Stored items
· · · ·
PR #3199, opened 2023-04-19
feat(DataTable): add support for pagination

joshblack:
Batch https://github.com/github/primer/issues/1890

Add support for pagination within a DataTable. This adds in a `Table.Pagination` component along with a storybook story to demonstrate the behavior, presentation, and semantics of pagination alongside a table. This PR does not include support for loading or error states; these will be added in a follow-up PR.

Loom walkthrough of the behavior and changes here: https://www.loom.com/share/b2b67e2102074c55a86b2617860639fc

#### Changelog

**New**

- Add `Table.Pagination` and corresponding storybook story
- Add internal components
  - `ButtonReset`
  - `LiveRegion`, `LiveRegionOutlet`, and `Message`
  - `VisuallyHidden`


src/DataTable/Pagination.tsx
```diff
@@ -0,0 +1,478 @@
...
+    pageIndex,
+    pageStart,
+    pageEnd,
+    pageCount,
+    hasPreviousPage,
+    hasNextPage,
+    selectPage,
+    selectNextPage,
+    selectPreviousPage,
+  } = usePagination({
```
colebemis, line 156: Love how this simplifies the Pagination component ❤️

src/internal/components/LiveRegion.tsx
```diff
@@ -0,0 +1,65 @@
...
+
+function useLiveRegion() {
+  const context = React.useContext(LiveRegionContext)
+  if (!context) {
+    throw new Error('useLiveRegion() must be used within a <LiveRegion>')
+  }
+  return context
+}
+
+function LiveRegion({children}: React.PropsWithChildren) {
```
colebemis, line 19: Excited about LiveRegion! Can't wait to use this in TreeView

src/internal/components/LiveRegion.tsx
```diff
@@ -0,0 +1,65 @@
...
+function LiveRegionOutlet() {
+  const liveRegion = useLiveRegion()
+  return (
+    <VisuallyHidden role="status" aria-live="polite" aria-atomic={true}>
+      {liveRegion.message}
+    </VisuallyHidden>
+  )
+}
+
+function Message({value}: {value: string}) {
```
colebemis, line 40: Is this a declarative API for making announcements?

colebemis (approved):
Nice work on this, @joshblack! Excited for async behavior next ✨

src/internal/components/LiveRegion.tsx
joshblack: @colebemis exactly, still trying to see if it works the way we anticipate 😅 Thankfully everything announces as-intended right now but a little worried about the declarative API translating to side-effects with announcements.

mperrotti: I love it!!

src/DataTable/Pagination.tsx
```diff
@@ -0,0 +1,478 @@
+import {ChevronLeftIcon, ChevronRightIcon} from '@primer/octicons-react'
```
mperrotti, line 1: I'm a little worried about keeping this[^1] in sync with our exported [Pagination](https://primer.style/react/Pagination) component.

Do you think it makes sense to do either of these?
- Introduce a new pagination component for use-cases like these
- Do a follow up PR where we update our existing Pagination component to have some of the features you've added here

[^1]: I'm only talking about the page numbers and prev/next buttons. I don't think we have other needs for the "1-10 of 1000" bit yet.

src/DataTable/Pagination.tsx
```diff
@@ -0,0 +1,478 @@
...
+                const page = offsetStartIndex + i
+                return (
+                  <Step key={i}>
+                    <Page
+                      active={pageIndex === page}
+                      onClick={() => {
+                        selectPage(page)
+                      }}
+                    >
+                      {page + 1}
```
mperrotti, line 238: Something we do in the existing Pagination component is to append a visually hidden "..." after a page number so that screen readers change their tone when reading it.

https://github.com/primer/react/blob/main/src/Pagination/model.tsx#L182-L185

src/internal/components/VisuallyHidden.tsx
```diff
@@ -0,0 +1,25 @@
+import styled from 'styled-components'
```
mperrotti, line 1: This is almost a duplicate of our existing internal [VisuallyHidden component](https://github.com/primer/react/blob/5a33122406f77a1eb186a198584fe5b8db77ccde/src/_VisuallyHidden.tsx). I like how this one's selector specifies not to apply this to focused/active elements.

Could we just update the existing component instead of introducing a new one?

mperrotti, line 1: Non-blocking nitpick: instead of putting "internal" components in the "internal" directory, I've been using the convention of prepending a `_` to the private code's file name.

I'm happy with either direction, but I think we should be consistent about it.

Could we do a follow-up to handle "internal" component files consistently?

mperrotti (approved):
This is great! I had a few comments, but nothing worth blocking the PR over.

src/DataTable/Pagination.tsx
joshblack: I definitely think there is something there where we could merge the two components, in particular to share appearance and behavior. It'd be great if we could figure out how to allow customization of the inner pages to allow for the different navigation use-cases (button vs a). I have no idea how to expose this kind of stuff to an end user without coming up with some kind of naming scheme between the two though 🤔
· · · ·
### [Your instructions]
Exactly as they appear above, output the lines of the data from the first through the one that contains "Batch https://github.com/github/primer/issues/1890", and only those lines.

### [Answer to this problem]
PR #3199, opened 2023-04-19
feat(DataTable): add support for pagination

joshblack:
Batch https://github.com/github/primer/issues/1890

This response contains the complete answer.